One should discuss the possible options with their physician or nurse-midwife

  • The miscarriage occurs by itself without medical intervention
  • The use of medication to trigger the physical miscarriage
  • A surgical procedure (such as dilation or curettage) to eliminate the fetus

Frequently Ask Questions

Could ultrasound be incorrect regarding miscarriage?

A misdiagnosis of miscarriage may occur if a follow-up ultrasound isn’t done. A second scan will check for the continued growth of the embryo and the gestational sac. The typical waiting time between scans is a week. A non-viable pregnancy will not show any or only a tiny amount of growth.

Can you still be expected after having a spontaneous miscarriage?

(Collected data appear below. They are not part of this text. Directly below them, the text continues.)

PR #49346, opened 2026-06-26
[pkg/ottl] Add truncation_marker argument to truncate_all

### LINKED ISSUE #49319: Support truncation marker in `truncate_all`
### Component(s)

pkg/ottl

When using `truncate_all` to limit the size of attributes, it currently is not possible to identify whether any keys were actually truncated which makes it impossible to mark the attributes to indicate that truncation happened.

Add an optional argument to `truncate_all` to insert at the end of truncated attributes to indicate that truncation occurred.

```
truncate_all(attributes, 80, true, "...(truncated)")
```

I'm not aware of any solution for achieving what is proposed here. An alternative solution would be to implement a new function that returns a bool to indicate whether any attribute is above the limit that would cause truncation. This would allow setting a flag to indicate truncation happened, but would not allow directly marking the truncated attribute.

### Additional context

The change seems fairly simple to implement and if this is of interest, I'd be happy to submit a pull request with the addition.

### Tip

rbkrabbe:
Add an optional `truncation_marker` argument to the `truncate_all` function. When set, the marker is appended to any string value that gets truncated, making it possible to tell which values were shortened.

The marker counts against the limit so the result (including the marker) never exceeds it, and the marker length is validated against the limit at parse time. Updates the README and adds test coverage.

#### Description
When using truncate_all to limit the size of attributes, it currently is not possible to identify whether any keys were actually truncated which makes it impossible to mark the attributes to indicate that truncation happened.

This PR adds an optional `truncation_marker` argument to the `truncate_all` function. When set, the marker is appended to any string value that gets truncated, making it possible to tell which values were shortened.

#### Link to tracking issue
Fixes [#49319](https://github.com/open-telemetry/opentelemetry-collector-contrib/issues/49319)

#### Testing
Ran `make`. Added unit tests testing the behavior of the marker with various limits. Added a test to verify parse failure when a marker longer than the limit is supplied.

#### Documentation
Updated `pkg/ottl/ottlfuncs/README.md` with a description of the new parameter.

#### Authorship

- [ X] I, a human, wrote this pull request description myself.


pkg/ottl/ottlfuncs/README.md
```diff
@@ -470,22 +470,25 @@ Examples:
...
 
 When `utf8_safe` is set to `false`, truncation is applied at the byte limit only. Multi-byte UTF-8 characters may be split and the result can be invalid UTF-8. This mode is faster but should only be used when preserving valid UTF-8 is not required.
 
+`truncation_marker` is a string that will be appended to any value that has been truncated. The marker counts against the `limit` so the result (including the marker) never exceeds it. If the length of `truncation_marker` is larger than `limit`, `truncate_all` will return an error.
+
 Examples:
 
 - `truncate_all(log.attributes, 100)`
 - `truncate_all(resource.attributes, 50, false)`
+- `truncate_all(resource.attributes, 50, false, "(...)")`
```
edmocosta, line 491:
```suggestion
- `truncate_all(resource.attributes, 50, false, "(...)")`
- `truncate_all(log.attributes, 100, truncation_marker = "(truncated)")` 
```

Adding an extra example using the named param.

pkg/ottl/ottlfuncs/func_truncate_all_test.go
```diff
@@ -203,9 +208,88 @@ func Test_truncateAll_get_nil(t *testing.T) {
...
+					if v, ok := m.(pcommon.Map); ok {
+						v.CopyTo(tCtx)
+						return nil
+					}
+					return errors.New("expected pcommon.Map")
+				},
+			}
+
+			truncateMarkerOpt := ottl.NewTestingOptional(tt.marker)
+			exprFunc, err := TruncateAll(target, tt.limit, ottl.Optional[bool]{}, truncateMarkerOpt, zap.NewNop())
```
edmocosta: To ensure the "truncate utf-8 safe with marker" scenario is testing what it should, we need to pass `ottl.NewTestingOptional(true)` here instead of `ottl.Optional[bool]{}`. It would be nice to also test when utf8-safe = true, with some marker, and the truncation point is in the middle of a multibyte char.

edmocosta (commented):
Thanks @rbkrabbe, it looks good so far, could you please also take a look at the linter issues?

Ovulation can occur, and be pregnant as early as two weeks following a miscarriage. If you feel physically and emotionally ready for pregnancy following a miscarriage, consult your doctor to provide you with advice.

Do you need to get another ultrasound to confirm the miscarriage?

An upcoming study discovered evidence suggesting that women should receive another ultrasound scan two weeks after the initial one to confirm the diagnosis.

Does folic acid help stop miscarriage?

Supplementing vitamins before conception or during the early stages of pregnancy makes it impossible for women to avoid misdiagnosedmiscarriage. But, evidence showed that women who took multivitamins with iron and folic acid had decreased risk of stillbirth.

Is Miscarriage Ever Misdiagnosed?

The most crucial aspect for women is to ensure that they aren’t experiencing miscarriage before deciding on the best treatment. Sometimes, the loss of pregnancy is not diagnosed correctly, and the embryo is later found to be healthy and growing. It can be a massive shock for couples who have been grieving losing their child and are trying to make essential choices about handling the loss.

How can you prevent an accident?

How Can you Prevent a misdiagnosedmiscarriage?

  • Take at least 400 mg of folic acids every daily, starting at least one or two months before conception, should it be possible.
  • Exercise regularly.
  • Eat balanced, healthy, and nutritious meals.
  • Manage stress.
  • Maintain your weight within the acceptable limits.
  • Do not smoke and avoid secondhand smoke.


Misdiagnosedmiscarriage occurs when the death of a fetus occurs. However, the fetus is not physically miscarried as of yet. If someone has missed a miscarriage, they may not be experiencing any signs. The problem could only be diagnosed when they get an ultrasound during a prenatal appointment.

When a miscarriage that was missed is identified, a woman may be asked to wait and see whether the fetus can naturally miscarry. If this doesn’t happen, then drugs or medical techniques could be employed to stop the miscarriage.